WORK TO COMPLETE:
Return every entry exactly. Leave nothing out.

EXERCISE DATA:
PR #2540, opened 2024-04-27
Add basic REPL History search

### LINKED ISSUE #2175: Provide a way to find entries in REPL history
A very common ways to use REPL history is to use recursive search (ctrl-R). If it is hard to support, how about a simpler option of opening all history entries in a generic text file where a usual search can be used?

One issue that prevents me from keeping the entries in the calva output window is that the output my programs generate often is so huge that I want to clear the output window when it is over 1,000 or 10,000 lines long.

Slack conversation: https://clojurians.slack.com/archives/CBE668G4R/p1682562207617529.

One more thing to note is that `Show Next/Previous REPL history entry` commands when used with a shortcut often get in conflict with line moving shortcuts, so for multiline entries it is not even an easy option to scroll through all the history items. However, I understand that line moving shortcuts are probably my personal preference and maybe I can disable them in calva output.

mrkam2:
## What has changed?

This implements a very basic REPL History search.

Fixes #2175

## My Calva PR Checklist

I have:

- [ ] Tests

### DIFF
--- a/src/repl-window/repl-history.ts
+++ b/src/repl-window/repl-history.ts
@@ -142,9 +142,26 @@ function showNextReplHistoryEntry(): void {
   }
 }
 
+function searchReplHistory(): void {
+  const editor = util.getActiveTextEditor();
+  const history = getHistory(getSessionType());
+  vscode.window.showInputBox({
+    prompt: 'Enter search term for REPL history',
+    validateInput: (text) => {
+      const entry = history.filter((entry) => entry.includes(text)).pop();
+      if (entry !== undefined) {
+        showReplHistoryEntry(prependNewline(entry), editor);
+        return undefined;
+      }
+      return 'No matching entry found in REPL history';
+    },
+  });
+}
+
 export {
   addToHistory,
   addToReplHistory,
+  searchReplHistory,
   showPreviousReplHistoryEntry,
   showNextReplHistoryEntry,
   resetState,
--- a/package.json
+++ b/package.json
@@ -1979,6 +1979,12 @@
         "category": "Calva"
       },
       {
+        "command": "calva.searchReplHistory",
+        "title": "Search REPL History",
+        "enablement": "calva:connected && calva:outputWindowActive && calva:replHistoryCommandsActive",
+        "category": "Calva"
+      },
+      {
         "command": "calva.showPreviousReplHistoryEntry",
         "title": "Show Previous REPL History Entry",
         "enablement": "calva:connected && calva:outputWindowActive && calva:replHistoryCommandsActive",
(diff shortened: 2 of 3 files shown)


src/repl-window/repl-history.ts
```diff
@@ -142,9 +142,26 @@ function showNextReplHistoryEntry(): void {
   }
 }
 
+function searchReplHistory(): void {
+  const editor = util.getActiveTextEditor();
+  const history = getHistory(getSessionType());
+  vscode.window.showInputBox({
```
PEZ, line 148: It may be this dangling promise that causes the linter to complain. I think the solution is to return the promise, because otherwise systems like Joyride and `runCommands` can't wait for the command to finish, which limits its usefulness.

```suggestion
  return vscode.window.showInputBox({
```

PEZ (changes requested):
Hi! Thanks for helping improve Calva! 🙏 

Before we will consider merge, you'll need to reinstall the checklist of the PR and tick items off as you have completed them. Don't hesitate to ask us for help if there's anything that is unclear or you just want help with it for whatever reason.

mrkam2:
This implementation is very basic. It is missing a few things:
- iterating over several results having the same match,
- highlighting the match.

I'm curious how you would've implemented these. ChatGPT suggests to use a custom view. Maybe that's what I'll try next. But so far I've compiled the version of the plugin to test with and want to see how much those issues would affect me.

PEZ:
> I'm curious how you would've implemented these. ChatGPT suggests to use a custom view.

It's important that this is kept simple and low maintenance. I don't think anyone in the Calva team really uses the REPL Window much and we're not keen on building it out much more. I think that eventually we may replace it by something simpler alltogether.

I think I would try with a quickpick menu first. Building it from the full repl history. That would offload the search and match to VS Code. Joyride example:

```clojure
(vscode/window.showQuickPick
 #js [#js {:label "(when-let [requires (resolve 'clojure.main/repl-requires)]\n(clojure.core/apply clojure.core/require @requires))"
           :detail "[clj] user"}
      #js {:label "(println 42)"
           :detail "[cljs] pez.pirate-lang"}])
```

This pops open a quickpick menu with the two items, showing the start of both. When the user types, any matching text will be highlighted in the menu and the menu will shrink to only the matchin items. It has limitations. Only the start of the text is shown, and if the match is outside the visible text, it will be invisible. But the menu will still shrink to only the matching items, so I think it is good enough and worth to try.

OUTPUT BELOW:
PR #2540, opened 2024-04-27
Add basic REPL History search

### LINKED ISSUE #2175: Provide a way to find entries in REPL history
A very common ways to use REPL history is to use recursive search (ctrl-R). If it is hard to support, how about a simpler option of opening all history entries in a generic text file where a usual search can be used?

One issue that prevents me from keeping the entries in the calva output window is that the output my programs generate often is so huge that I want to clear the output window when it is over 1,000 or 10,000 lines long.

Slack conversation: https://clojurians.slack.com/archives/CBE668G4R/p1682562207617529.

One more thing to note is that `Show Next/Previous REPL history entry` commands when used with a shortcut often get in conflict with line moving shortcuts, so for multiline entries it is not even an easy option to scroll through all the history items. However, I understand that line moving shortcuts are probably my personal preference and maybe I can disable them in calva output.

mrkam2:
## What has changed?

This implements a very basic REPL History search.

Fixes #2175

## My Calva PR Checklist

I have:

- [ ] Tests

### DIFF
--- a/src/repl-window/repl-history.ts
+++ b/src/repl-window/repl-history.ts
@@ -142,9 +142,26 @@ function showNextReplHistoryEntry(): void {
   }
 }
 
+function searchReplHistory(): void {
+  const editor = util.getActiveTextEditor();
+  const history = getHistory(getSessionType());
+  vscode.window.showInputBox({
+    prompt: 'Enter search term for REPL history',
+    validateInput: (text) => {
+      const entry = history.filter((entry) => entry.includes(text)).pop();
+      if (entry !== undefined) {
+        showReplHistoryEntry(prependNewline(entry), editor);
+        return undefined;
+      }
+      return 'No matching entry found in REPL history';
+    },
+  });
+}
+
 export {
   addToHistory,
   addToReplHistory,
+  searchReplHistory,
   showPreviousReplHistoryEntry,
   showNextReplHistoryEntry,
   resetState,
--- a/package.json
+++ b/package.json
@@ -1979,6 +1979,12 @@
         "category": "Calva"
       },
       {
+        "command": "calva.searchReplHistory",
+        "title": "Search REPL History",
+        "enablement": "calva:connected && calva:outputWindowActive && calva:replHistoryCommandsActive",
+        "category": "Calva"
+      },
+      {
         "command": "calva.showPreviousReplHistoryEntry",
         "title": "Show Previous REPL History Entry",
         "enablement": "calva:connected && calva:outputWindowActive && calva:replHistoryCommandsActive",
(diff shortened: 2 of 3 files shown)


src/repl-window/repl-history.ts
```diff
@@ -142,9 +142,26 @@ function showNextReplHistoryEntry(): void {
   }
 }
 
+function searchReplHistory(): void {
+  const editor = util.getActiveTextEditor();
+  const history = getHistory(getSessionType());
+  vscode.window.showInputBox({
```
PEZ, line 148: It may be this dangling promise that causes the linter to complain. I think the solution is to return the promise, because otherwise systems like Joyride and `runCommands` can't wait for the command to finish, which limits its usefulness.

```suggestion
  return vscode.window.showInputBox({
```

PEZ (changes requested):
Hi! Thanks for helping improve Calva! 🙏 

Before we will consider merge, you'll need to reinstall the checklist of the PR and tick items off as you have completed them. Don't hesitate to ask us for help if there's anything that is unclear or you just want help with it for whatever reason.

mrkam2:
This implementation is very basic. It is missing a few things:
- iterating over several results having the same match,
- highlighting the match.

I'm curious how you would've implemented these. ChatGPT suggests to use a custom view. Maybe that's what I'll try next. But so far I've compiled the version of the plugin to test with and want to see how much those issues would affect me.

PEZ:
> I'm curious how you would've implemented these. ChatGPT suggests to use a custom view.

It's important that this is kept simple and low maintenance. I don't think anyone in the Calva team really uses the REPL Window much and we're not keen on building it out much more. I think that eventually we may replace it by something simpler alltogether.

I think I would try with a quickpick menu first. Building it from the full repl history. That would offload the search and match to VS Code. Joyride example:

```clojure
(vscode/window.showQuickPick
 #js [#js {:label "(when-let [requires (resolve 'clojure.main/repl-requires)]\n(clojure.core/apply clojure.core/require @requires))"
           :detail "[clj] user"}
      #js {:label "(println 42)"
           :detail "[cljs] pez.pirate-lang"}])
```

This pops open a quickpick menu with the two items, showing the start of both. When the user types, any matching text will be highlighted in the menu and the menu will shrink to only the matchin items. It has limitations. Only the start of the text is shown, and if the match is outside the visible text, it will be invisible. But the menu will still shrink to only the matching items, so I think it is good enough and worth to try.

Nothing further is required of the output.